Ghosts that host

Williamstown ghost

When in Williamstown, stick around to meet Reverend George Wilkinson. Did we mention he died 140 years ago?

Williams Town or Williamstown as it is now known, I believe is one of Melbourne’s best kept secrets. I struggle to think of a place that has so much to offer, yet is still so conveniently placed to Melbourne.

I have watched Williamstown change over the years. I remember my aunt and uncle buying their first home in “Willy”. I was just a little tot, but I still remember building sandcastles on the beach and feeding the swans along Nelson Place. As property prices have peaked in Melbourne, so too have the prices in Williamstown. However, Williamstown has still managed to maintain a balance. It’s a place that not only offers magnificent dining and a great café culture, but also a very “waterscape/country feel”. Life seems to slow down when you step into “Willie”—with all its modern conveniences, but with still so many links to the past.

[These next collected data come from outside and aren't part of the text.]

PR #408, opened 2020-01-31
Make lucetc and lucet-validate errors more verbose

acfoltzer:
The full fix for these issues is tracked in #409, but this can merge first because it is already useful.

### DIFF
--- a/lucetc/src/error.rs
+++ b/lucetc/src/error.rs
@@ -9,31 +9,31 @@ use thiserror::Error;
 pub enum Error {
     //
     // General #[from] implementations.
-    #[error("Builtins error")]
+    #[error("Builtins: {0}")]
     Builtins(#[from] parity_wasm::elements::Error),
-    #[error("Clif module error")]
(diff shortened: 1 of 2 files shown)


lucetc/src/error.rs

Williamstown sprang up in the 1830s, and was originally considered as a contender for the capital of the new colony. However, inadequate fresh water supplies in the area at the time, prevented this and gave the honor to Melbourne.

I spend a lot of time in Williamstown, and will cover the suburb more thoroughly in the next issue of the magazine. For now I’ll try and paint a picture of what life was like in the 1800’s and maybe this will explain why it is said there is still a “ghostly” presence in the area.

“Lantern Ghost Tours” run “ghost tours” around Williamstown.

I recently went on one of Jackie’s tours, the owner of Lantern Ghost Tours and whilst I have never seen a ghost, nor want to, I was intrigued by the stories. The stories link the past to the present, and whether they be myth or legend they are definitely entertaining. The mood of the night, the wind howling, the rain, and the full moon, raised the hairs on my arms as we ventured into a darkened morgue, opium den and other “creepy” places, in search of connecting with the spirits of yesterday.

Williamstown residents—tell of stories that can’t be explained and of sightings they later think they’ve imagined. They tell of a “feeling” or a “presence”. These are things we tend to dismiss, “Ah, that can’t be, you’ve been drinking/dreaming…”.

Café Cirino on Nelson Place has great food and hot chocolate, amongst other delicacies and is one of my own “haunting places”. I was talking to the owner, Max, the other day over a cup of hot chocolate, and I asked him if he had any ghost stories to share. He laughed, and told me he had a photograph which was taken in his restaurant. It took him a few minutes to locate the picture and it isn’t something he has made “public”. On first glance, I thought “Ok that’s a nice shot”. He almost read my mind and said, “Look into the fire”.

I’ll let you be the judge!

From so much mayhem in the early days of settlement, Williamstown soon became a rich and affluent area. Women were in short supply in the early days, but alcohol flowed freely at the pubs. It’s said there was a pub on every corner of Williamstown and the men worked and played hard.

Being a naval port, men who had been on the sea for months at a time quickly disembarked and headed straight for the closest pub to quench their thirst.

Back in 1876 the local Reverend George Wilkinson felt if he erected a fresh water drinking fountain close to the disembarkment area for the boats, it would encourage people to stay sober and the town would be more orderly. Unfortunately the Reverend died before he could witness his dream come true.

The fountain is the earliest known memorial drinking fountain in Melbourne, is made from cast-iron and was imported from Glasgow. It has recently undergone a restoration and has only been unveiled in the last couple of weeks.

It stands just near the information centre and Gem Pier and is well worth a visit. However, you would be advised to ensure you don’t go near the fountain whilst intoxicated, as I have heard stories of those walking past the fountain at night, under the influence of alcohol being splashed with water as they pass the fountain.

Some believe it is the spirit of the late Reverend still trying to take care of his “flock”, and giving a gentle reprimand to those he feels are walking the wrong path.